==== Information supplied

PR #2406, opened 2021-05-20
fix(Tree): Properly disperse ListItem related props onto inner TreeItem

ElliotTheHuman:
- Allowed (most) props to be passed to `Tree`'s inner `TreeItem`
- Added tests to check `itemRole` prop behavior on `Tree`

- [ ] 📚 Documentation updated
- [ ] 👾 Browsers tested
  - [ ] Chrome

========

▶ _Exercise prompt_
An exact copy of all the records above is the required answer.

▶ _Response to this exercise_
PR #2406, opened 2021-05-20
fix(Tree): Properly disperse ListItem related props onto inner TreeItem

ElliotTheHuman:
- Allowed (most) props to be passed to `Tree`'s inner `TreeItem`
- Added tests to check `itemRole` prop behavior on `Tree`

- [ ] 📚 Documentation updated
- [ ] 👾 Browsers tested
  - [ ] Chrome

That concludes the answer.